The 99-year-old Echo Park favorite is being bulldozed for apartments – Angelenos are losing a slice of city history

I

was not hungry when I arrived at Taix on Thursday night, Los Angeles’s venerable, soon-to-close French restaurant and de facto museum of a long-gone era of fine dining. I’m rarely hungry when I go to Taix. Not because I don’t thoroughly enjoy their french onion soup, the mussels, or the decadent hamburger. I’m not hungry because it’s never my first stop of the night. Taix isn’t a destination. It’s a nexus point for LA.

No one in Los Angeles ever thought it would be gone, until it was. Sunday will be the last service for a restaurant that has anchored the neighborhood of Echo Park for the past 64 years, before it is torn down to make way for a large-scale luxury apartment development. The impending closure has sparked an end-of-an-era frenzy, with lines down the street, packed tables and loyal fans pinching menus and other memorabilia for their personal collection.
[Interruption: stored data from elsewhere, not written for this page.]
PR #4049, opened 2026-06-07
refactor: one Array class with sync+async APIs

maxrjones:
Alternative to #4034 that delivers every #4027 goal except removing the public `AsyncArray` class.

- Array gains a user-friendly constructor: `Array(metadata, store_path, config=...)` builds the wrapped `AsyncArray` internally; `Array(async_array)` still works for back-compat.
- `Array` gains the full public async surface (`*_async` twins for every sync method), so callers no longer reach into the private _async_array.
- Each operation has a single implementation: the async twin holds the logic and the sync method delegates via `sync()`. No drift between the pairs; a parity test guards their signatures.
- No `Runner` protocol and no `_AsyncArrayView`/`_rebind_state` shared-state machinery: `Array` still wraps one `AsyncArray`, so `async_array` is the held object and mutation coherence is free.
- `getitem_async`/`setitem_async` mirror the full basic-selection parameter surface (`out=`, `fields=`, `prototype=`).

Tests: integrates the async/sync boundary suite (shared-state coupling, codec-pipeline-built-once, selection parity, out= zero-copy, full parameter surface). The loop-affinity test is xfail (strict) as a design-independent limitation of mixing zarr's background loop with a user-owned loop on stores with event-loop affinity.

TODO:


src/zarr/core/array.py
```diff
@@ -2271,7 +2307,7 @@ def nchunks_initialized(self) -> int:
         >>> arr.nchunks_initialized
         6
         """
-        return sync(self.async_array.nchunks_initialized())
+        return sync(self.nchunks_initialized_async())
```
mkitti, line 2310: If all the "synchronous" calls just call `sync` on their asynchronous versions, then we still incur all the overhead of scheduling an async task.

src/zarr/core/array.py
```diff
@@ -3801,6 +3778,10 @@ def resize(self, new_shape: ShapeLike) -> None:
         ----------
         new_shape : tuple
             New shape of the array.
+        delete_outside_chunks : bool, optional
+            If True (default), chunks that fall entirely outside the new array
+            shape are deleted from the underlying store. If False, those chunks
+            are left in place.
```
mkitti, line 3784: Should we be exposing new keyword arguments in the synchronous API at this time? Could we defer this change to a later pull request?

mkitti (changes requested):
I think we have the pattern backwards here. If the objective is to lower overhead for the synchronous API,
* Instead of calling `sync` on the asynchronous API ...
* Use `asyncio.to_thread` to call a synchronous function.

This way the synchronous API has as little overhead as possible. Meanwhile, we still have an asynchronous API that is still asynchronous.

maxrjones:
thanks for your review @mkitti! I should've marked this PR as a draft. It's one of a few possible solutions related to https://github.com/zarr-developers/zarr-python/issues/4027, including #4034 and [generated sync code](https://hackmd.io/@maxrjones/BJFwYD4bMg). I'd be curious for your overall take on the different options.

mkitti:
My understand of the situation is there is a technical design flaw currently in zarr-python in that it uses asynchronous tasks excessively creating a bottleneck in the scheduler. The objective to resolve this is to reduce the overhead of asynchronous calls by providing a low-overhead synchronous API.

As this StackOverflow answer demonstrates the act of simply creating an asynchronous task has some significant overhead, especially when the asynchronous task is small. In the case of the SO example, the async task is just a `noop`:
https://stackoverflow.com/a/55766474

If we want to eliminate code duplication, rather than implementing an asynchronous function and calling `sync` on it, we should implement a low-overhead synchronous function and use `asyncio.to_thread` to turn it into an asynchronous function. This is not appropriate for all cases, but at least will preserve the async functionality.

In the medium term, we would want to aggregate async functionality into larger tasks in order to create less burden on the async scheduler.

In the long term, I recommend exploring how the API could be best adopted for true free threading. As free threading becomes more popular, using a thread pool via [`ThreadPoolExecutor`](https://docs.python.org/3/library/concurrent.futures.html#concurrent.futures.ThreadPoolExecutor) is the superior approach. The key here is to minimize the cost of thread creation by using the thread pool, and then achieving true parallelization by submiting tasks to threads such that the tasks can actually occur concurrently.

PR #4051, opened 2026-06-08
docs: add a deprecation policy to the contributing guide

### LINKED ISSUE #2924: define our deprecation policy
An update to our versioning scheme is pending in #2910. That PR spawned a [necessary discussion](https://github.com/zarr-developers/zarr-python/pull/2910#discussion_r2004400243) about what deprecation policy we should have. This also relates to the question of our release schedule. We can use this issue to figure these things out.

cc @dstansby

maxrjones:
Closes #2924.

This PR adds a deprecation policy to the contributing guide, so there's a shared framework all contributors and maintainers can apply rather than re-deriving one for each PR. Making it a public doc also gives users visibility into how we handle breaking changes.

The policy is consistent with our EffVer versioning and covers scope, decision framework, mechanics, minimum period, and exceptions to the policy.

TODO:


docs/contributing.md
```diff
@@ -369,6 +369,49 @@ The Zarr library is an implementation of a file format standard defined external
...
+- **The cost of keeping the API.** What do we pay by not removing it -- maintenance burden, bug surface, duplicated logic, or a worse design that we can't improve while the old API exists? A high carrying cost strengthens the case for removal.
+- **Who benefits.** Distinguish benefit to users from benefit to maintainers. A change that helps only maintainers (for example, deleting code that is inconvenient to keep) is a weak case on its own, because users pay the migration cost and get nothing. A change that *also* gives users something they want is a much stronger case.
+- **Whether the goal can be met without removal.** Often a refactor, an alias, or an additive change achieves the same end without breaking anyone. Prefer those. Removing public API is never free; the deprecation cycle is the price, and it is mandatory.
+
+If, after weighing these factors, a removal is not clearly worthwhile, prefer to keep the API. Conversely, do not leave the decision to remove an API indefinitely deferred: a vague intention to "eventually" break something is itself a form of technical debt. Either commit to the deprecation and begin the cycle, or decide to keep the API and design around it.
```
d-v-b: This reads a bit like an effort to discourage developers from wantonly deprecating code they don't like, without regard for how it impacts users. I don't think we have a lot of that in our codebase, so maybe a more neutral tone would work better here. Even better would be just linking to or copying text from the NumPy deprecation guidelines: https://numpy.org/neps/nep-0023-backwards-compatibility.html#general-principles

maxrjones: thanks for the review. I revised the text to better capture the intended neutral tone in [`88faa7a` (this PR)](https://github.com/zarr-developers/zarr-python/pull/4051/commits/88faa7ad8936288b77413c457c387cdb1d0dd913) and ran the section through a [tone analyzer](https://goblin.tools/Judge) to validate the changes. 

I think it's better to adapt NumPy's principles for Zarr-Python rather than copying/linking directly. NEP23 is from 2018, and I expect even they would write it slightly differently today.

docs/contributing.md
```diff
@@ -398,6 +398,51 @@ The Zarr library is an implementation of a file format standard defined external
...
+3. **Document it.** Mark the deprecation in the docstring (via the `deprecated` decorator or a "Deprecated" admonition) so it appears in the rendered API documentation, and update any affected user-guide prose.
+4. **Add a changelog entry.** Add a `removal` changelog fragment in `changes/` (for example, `changes/1234.removal.md`) so the deprecation is announced under "Deprecations and Removals" in the release notes. When the API is finally removed, add a second `removal` fragment for that release.
+
+When an API is being replaced rather than simply dropped, deprecate the old name and introduce its replacement in a single step, rather than repeatedly adjusting the same signature across releases. Users should have to migrate only once.
+
+#### How long a deprecation lasts
+
+A deprecated API must remain available, emitting its warning, for **at least 6 months and at least one minor release** before it is removed. These are minimums, not targets: for widely-used API, prefer a longer cycle, and communicate the upcoming removal beyond the warning itself (for example, in release notes or a migration guide).
```
ilan-gold, line 434: I would note that effver means we can do this, but that this is not real semver.  This is actually not immediately stated anywhere in this doc AFAICT but this new section of the doucment really sharpens the need i.e., "breaking changes are allowed on the minor / patch if needed/warranted"

docs/contributing.md
```diff
@@ -398,6 +398,51 @@ The Zarr library is an implementation of a file format standard defined external
...
+2. **Write an actionable message.** The warning message must state the release the deprecation first appeared in, the planned removal (a specific version if known, otherwise "a future release"), and the migration path -- what the user should do instead. A deprecation warning with no replacement guidance is incomplete.
+3. **Document it.** Mark the deprecation in the docstring (via the `deprecated` decorator or a "Deprecated" admonition) so it appears in the rendered API documentation, and update any affected user-guide prose.
+4. **Add a changelog entry.** Add a `removal` changelog fragment in `changes/` (for example, `changes/1234.removal.md`) so the deprecation is announced under "Deprecations and Removals" in the release notes. When the API is finally removed, add a second `removal` fragment for that release.
```
ilan-gold, line 428: What about for changed, not deprecated, behavior i.e., what you state in point 1?

docs/contributing.md
```diff
@@ -398,6 +398,51 @@ The Zarr library is an implementation of a file format standard defined external
...
 
+### Deprecation policy
+
+Our versioning policy (above) commits us to minimizing the effort users spend upgrading. A deprecation cycle is the main tool we use to honor that commitment: rather than removing or changing public behavior abruptly, we first ship a release that keeps the old behavior working while warning that it is going away, and only remove it in a later release. This section defines when a deprecation cycle is required, how to decide whether a removal is worth it, and the concrete steps a deprecation must follow.
+
+This policy governs the user-facing Python API of `zarr-python`: importable names, function and method signatures, and observable runtime behavior. It does not govern the Zarr data format, whose compatibility is described under [Data format compatibility](#data-format-compatibility) above, nor the `zarr.experimental` namespace, which is governed by the [Experimental API policy](#experimental-api-policy) below. Private API (names prefixed with `_`, and anything not documented as public) may change at any time without a deprecation cycle.
```
ilan-gold, line 405: This should be clear to include exceptions as well IMO I get that counts as "runtime behavior" but it may not come to people's minds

As the city’s cost-of-living crisis continues to grow, and as other historical meeting places like Cole’s French Dip close after decades, the loss of Taix (prounounced “Tex”) stands out as a symbol of the city’s grief. From civic leaders to artists and writers, people from all corners of LA have sat at Taix’s bar or luxuriated in its massive dining rooms. Losing it is significant for so many Angelenos, but especially the residents of Echo Park, which has been roiled by gentrification for a number of years.